_Problem requirements:_
The stretch wanted below opens at the line containing "end # def initialize" and closes at the line containing "ph: should be". Please return it exactly, with no other lines.

_Study material:_
━━━━━━━━━━━━━━━━━━━━━━━━━━━━━━

Issue #8, opened 2015-10-27
Verify client certificates against CA


andrenarchy:
Currently, the beats input does not verify the client certificate against the CA. This means that *any* client can connect to *any* logstash server and submit arbitrary data. Besides cluttering the logstash server with meaningless data, attackers could try to take servers down by submitting huge amounts of data.

Analogous to [filebeat](https://github.com/elastic/filebeat)/[logstash-forwarder](https://github.com/elastic/logstash-forwarder), the client certificate should be checked against the CA on the server side.

See also logstash-plugins/logstash-input-lumberjack#31.

klj613:
+1

AndreasWurm:
indeed, stumbled over this too. In Filebeat you can set the accepted CAs and cipher suites.
The same should be true for the receiving end.

bobelev:
+1

runningman84:
This seems to be an important issue, if you want to drop lumberjack in the future you should at least have the same kind of security with beats.

Funny enough filebeat already supports using a client certificate. Logstash filebeat input just fails to validate it.

Please add this option:
```
ssl_client_cert_check
```

jordansissel:
@runningman84 I don't think the lumberjack input does validation (on the logstash input side) of client certificates - the original threat model was to protect data leaks (so lsf doesn't ship to untrusted servers). There's been enough requests for client authentication via certificate that it's worth adding this feature, so  I agree. Hope the background helps.

acchen97:
+1 on implementing this, /cc @suyograo

filipemarinheiro:
+1 For me this is a major security fault and should be implemented as soon as possible

ravi412:
+1 . We are planning a large-scale install of filebeat on 1000+ machines hence this is a critical feature.

ph:
I am starting to look at this following the use cases defined in https://github.com/logstash-plugins/logstash-input-lumberjack/issues/31

rjes:
+1
Since we would like to send log from instances in iaas/paas locations where we can't setup ip-filters this feature is very crucial for us.

acchen97:
Thanks for the feedback, we're targeting this within a short-term release.

erikswanson:
When this gets implemented, can we please have access to information about the client certificate? I want to be able to an event to what client certificate was used to send it to Logstash.

ph:
[...]

PR #56, opened 2016-03-09
TLS Client verification

ph:
This PR introduce client verification when using `ssl`, when using this
option you need to specify the **Certificate Authority** using the
`ssl_certificate_authorities` option, this configuration take a
certificate to validate the client with it. You also need to specify a
`ssl_verify_mode`, If you want strict ssl verification use `force_peer`,
with this value if the client doesn't provide a valid certificate the
plugins will refuse the client.

On Filebeat you need to configure the client to declare a certificate using
theses options.

```
tls:
  certificate_authorities: ["/etc/server.crt"]
  certificate: /etc/server.crt
  certificate_key: /etc/server.key
```

This change also introduce testing with travis-ci and an integration
suite with filebeat for the SSL options.

Fix: #8

### DIFF
--- a/CHANGELOG.md
+++ b/CHANGELOG.md
@@ -1,4 +1,4 @@
-# 2.1.5
+# 2.2.0
   - The server can now do client side verification by providing a list of certificate authorities and configuring the `ssl_verify_mode`,
     the server can use `peer`, if the client send a certificate it will be validated. Using `force_peer` will make sure the client provide a certificate
     and it will be validated with the know CA.  #8
--- a/CHANGELOG.md
+++ b/CHANGELOG.md
@@ -1,3 +1,7 @@
+# 2.1.5
+  - The server can now do client side verification by providing a list of certificate authorities and configuring the `ssl_verify_mode`,
+    the server can use `peer`, if the client send a certificate it will be validated. Using `force_peer` will make sure the client provide a certificate
+    and it will be validated with the know CA.  #8
 # 2.1.4
   - Change the `logger#warn` for `logger.debug` when a peer get disconnected, keep alive check from proxy can generate a lot of logs  #46
 # 2.1.3
--- a/lib/lumberjack/beats/server.rb
+++ b/lib/lumberjack/beats/server.rb
@@ -29,35 +29,33 @@ module Lumberjack module Beats
         :ssl => true,
         :ssl_certificate => nil,
         :ssl_key => nil,
-        :ssl_key_passphrase => nil
+        :ssl_key_passphrase => nil,
+        :ssl_certificate_authorities => nil,
+        :ssl_verify_mode => :none # By default we dont verify client
       }.merge(options)
 
       if @options[:ssl]
-        [:ssl_certificate, :ssl_key].each do |k|
-          if @options[k].nil?
-            raise "You must specify #{k} in Lumberjack::Server.new(...)"
-          end
+        if verify_client?(@options[:ssl_verify_mode]) && certificate_authorities.empty?
+          raise "When `ssl_verify_mode` is set to `peer` OR `force_peer` you need to specify the `ssl_certificate_authorities`"
+        end
+
+        if !verify_client?(@options[:ssl_verify_mode]) && certificate_authorities.size > 0 
+          raise "When `ssl_certificate_authorities` is configured you need to set `ssl_verify_mode` to either `peer` or `force_peer`"
+        end
+
+        if @options[:ssl_certificate].nil? || @options[:ssl_key].nil?
+          raise "You must specify `ssl_certificate` AND `ssl_key`"
         end
       end
 
       @server = TCPServer.new(@options[:address], @options[:port])
-
       @close = Concurrent::AtomicBoolean.new
+      @port = retrieve_current_port
 
-      # Query the port in case the port number is '0'
-      # TCPServer#addr == [ address_family, port, address, address ]
-      @port = @server.addr[1]
-
-      if @options[:ssl]
-        # load SSL certificate
-        @ssl = OpenSSL::SSL::SSLContext.new
-        @ssl.cert = OpenSSL::X509::Certificate.new(File.read(@options[:ssl_certificate]))
-        @ssl.key = OpenSSL::PKey::RSA.new(File.read(@options[:ssl_key]),
-          @options[:ssl_key_passphrase])
-      end
+      setup_ssl if ssl?
     end # def initialize
 
-    # Server#run method, allow the library to manage all the connection 
+    # Server#run method, allow the library to manage all the connection
     # threads, this handing is quite minimal and don't handler
     # all the possible cases deconnection/connection.
     #
@@ -76,8 +74,8 @@ module Lumberjack module Beats
         Thread.new(connection) do |connection|
           begin
             connection.run(&block)
-          rescue Lumberjack::Beats::Connection::ConnectionClosed 
-            # Connection will raise a wrapped exception upstream, 
+          rescue Lumberjack::Beats::Connection::ConnectionClosed
+            # Connection will raise a wrapped exception upstream,
             # but if the threads are managed by the library we can simply ignore it.
             #
             # Note: This follow the previous behavior of the perfect silence.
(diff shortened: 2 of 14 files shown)


ph:
@jordansissel Can you take a look on this? I have small issue with intermediate certificate can we pair on this?

spec/support/integration_shared_context.rb
```diff
@@ -0,0 +1,70 @@
...
+    execute_client
+  end
+
+  it "successfully send the events" do
+    expect(queue.size).to eq(number_of_events), "Expected: #{number_of_events} got: #{queue.size}, execution output:\n #{@execution_output}"
+    expect(queue.collect { |e| e["message"] }).to eq(events)
+  end
+end
+
+shared_examples "doesn't events" do
```
ph: should be `doesn't send eventd`. will fix it.

lib/lumberjack/beats/server.rb
```diff
@@ -76,8 +67,8 @@ def run(&block)
         Thread.new(connection) do |connection|
           begin
             connection.run(&block)
-          rescue Lumberjack::Beats::Connection::ConnectionClosed 
-            # Connection will raise a wrapped exception upstream, 
+          rescue Lumberjack::Beats::Connection::ConnectionClosed => e
```
jordansissel: (Low priority, style) Any reason to capture the exception here when we aren't using it?

lib/lumberjack/beats/server.rb
```diff
@@ -139,13 +130,80 @@ def close
...
+      # TCPServer#addr == [ address_family, port, address, address ]
+      @server.addr[1]
+    end
+
+    def certificate_authorities
+      Array(@options[:ssl_certificate_authorities])
+    end
+
+    def server_private_key
+      OpenSSL::PKey::RSA.new(File.read(@options[:ssl_key]),
```
jordansissel: So this method will return nil if `ssl_key` is not provided? Should it be an exception if `server_private_key` is invoked but `:ssl_key` is not provided?

lib/lumberjack/beats/server.rb
```diff
@@ -139,13 +130,80 @@ def close
...
+                             @options[:ssl_key_passphrase]) if @options[:ssl_key]
+    end
+
+    def server_certificate
+      OpenSSL::X509::Certificate.new(File.read(@options[:ssl_certificate])) if @options[:ssl_certificate]
```
jordansissel: Same comment here; should we raise exception if there is no `:ssl_certificate` option given, instead of returning nil?

lib/lumberjack/beats/server.rb
```diff
@@ -139,13 +130,80 @@ def close
...
+
+      if certificate_authorities.size > 0
+        certificate_authorities.each do |certificate_authority|
+          if File.file?(certificate_authority)
+            store.add_file(certificate_authority)
+          else
+            # `#add_path` is not implemented under jruby
+            # so recursively try to load all the certificate from this directory
+            # https://github.com/jruby/jruby-openssl/blob/master/src/main/java/org/jruby/ext/openssl/X509Store.java#L159
+            if !!(RUBY_PLATFORM == "java")
```
jordansissel: why use `!!` here?

spec/integration/filebeat_spec.rb
```diff
@@ -0,0 +1,234 @@
...
+        "scan_frequency" => "1s"
+      },
+      "output" => { 
+        "logstash" => { "hosts" => ["#{host}:#{port}"] },
+        "logging" => { "level" => "debug" }
+      }
+    }
+  end
+
+  let_tmp_file(:filebeat_config_path) { YAML.dump(filebeat_config) }
```
jordansissel: Love this let_tmp_file thing.

spec/integration_spec.rb
```diff
@@ -10,23 +10,39 @@
 Thread.abort_on_exception = true
 describe "A client" do
   let(:certificate) { Flores::PKI.generate }
-  let(:certificate_file_crt) { "certificate.crt" }
-  let(:certificate_file_key) { "certificate.key" }
+  let(:certificate_file_crt) do
```
jordansissel: use `let_tmp_file` here?

jordansissel:
Overall this is awesome. I left a few style comments which you are free to address now or in a future PR.

Specs pass for me on my laptop.

LGTM w/ some style comments to resolve if you wish.

lib/lumberjack/beats/server.rb
ph: Ooops A debug trace, I will remove the => e

spec/support/flores_extensions.rb
```diff
@@ -0,0 +1,42 @@
+# encoding: utf-8
+require "flores/pki"
+module Flores
+  module PKI
```
jordansissel: +1 on moving this into Flores library.

spec/integration_spec.rb
ph: Yes, I have created `let_tmp_file` after that spec file, it was pissing me off to repeat the code :P

but yes will replace all theses by it, since it makes the code more readable.

harbulot:
Just wondering if it might be worth considering harmonising the settings across the various plugins, possibly related to logstash-plugins/logstash-input-tcp#9 (which should be re-opened) and logstash-plugins/logstash-input-tcp#42 to some extent.

jordansissel:
@harbulot it would be nice to have the same setting names-and-meanings for shared concepts (x509 certs, etc) among plugins, yes. Can you open a new issue to discuss that?

ph:
@harbulot Yes this is on the plan, still havent read completly all your latest comments concerning ssl issues on the tcp input.

lib/lumberjack/beats/server.rb
ph: fixed

lib/lumberjack/beats/server.rb
ph: Good point I think the validation in the `#initialize` is wrong I will reflect to make the following change.

When `ssl` is set to true:
- **ssl_key** need to be set.
- **ssl_certificate** need to be set.

When `ssl_verify_mode` is set to other than `none`:
- **ssl_certificate_authorities** need to be set.

Its doesnt make sense to me to be able to remove the certificate and the key if we turn on ssl.

spec/support/integration_shared_context.rb
ph: done

lib/lumberjack/beats/server.rb
ph: See my previous note concerning validation of the options.
https://github.com/logstash-plugins/logstash-input-beats/pull/56#discussion_r56160334

lib/lumberjack/beats/server.rb
ph: should not be needed.

harbulot:
@jordansissel Sure, in which project? `logstash-input-beats` or `-tcp`? I would have thought this would nicely fit with logstash-plugins/logstash-input-tcp#42 (since harmonisation and pre-validation of the parameters would certainly go well together). I'm not against creating another SSL-related issue, but I guess splitting everything into sub-issues can be a factor that leads to this heterogeneity in the settings.

ph:
@jordansissel I have created:

```
https://github.com/jordansissel/ruby-flores/issues/6
https://github.com/jordansissel/ruby-flores/issues/5
```
For future refactor, I will do it when I go back to the tcp input.

ph:
@harbulot I think the issue belongs into core since we have a lot of plugins that can handle some kind of ssl option I think its fair to have a common interface.

Lets move the discussion to https://github.com/elastic/logstash/issues/2151

CHANGELOG.md
```diff
@@ -1,3 +1,7 @@
+# 2.1.5
```
ph: @jordansissel Should it be 2.2.0, since we are introducing new options?

ph:
@jordansissel Updated with most of you changes, minus the extraction of the flores and rspec helpers.
What version we should use for that ? 2.1.5 or 2.2.0 ?

jordansissel:
@ph +1 to using 2.2.0 since we're adding new settings. We can do the flores+rspec extraction in another PR.

Once version is updated to 2.2.0, LGTM is available :)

━━━━━━━━━━━━━━━━━━━━━━━━━━━━━━

_Exercise solution:_
     end # def initialize
 
-    # Server#run method, allow the library to manage all the connection 
+    # Server#run method, allow the library to manage all the connection
     # threads, this handing is quite minimal and don't handler
     # all the possible cases deconnection/connection.
     #
@@ -76,8 +74,8 @@ module Lumberjack module Beats
         Thread.new(connection) do |connection|
           begin
             connection.run(&block)
-          rescue Lumberjack::Beats::Connection::ConnectionClosed 
-            # Connection will raise a wrapped exception upstream, 
+          rescue Lumberjack::Beats::Connection::ConnectionClosed
+            # Connection will raise a wrapped exception upstream,
             # but if the threads are managed by the library we can simply ignore it.
             #
             # Note: This follow the previous behavior of the perfect silence.
(diff shortened: 2 of 14 files shown)


ph:
@jordansissel Can you take a look on this? I have small issue with intermediate certificate can we pair on this?

spec/support/integration_shared_context.rb
```diff
@@ -0,0 +1,70 @@
...
+    execute_client
+  end
+
+  it "successfully send the events" do
+    expect(queue.size).to eq(number_of_events), "Expected: #{number_of_events} got: #{queue.size}, execution output:\n #{@execution_output}"
+    expect(queue.collect { |e| e["message"] }).to eq(events)
+  end
+end
+
+shared_examples "doesn't events" do
```
ph: should be `doesn't send eventd`. will fix it.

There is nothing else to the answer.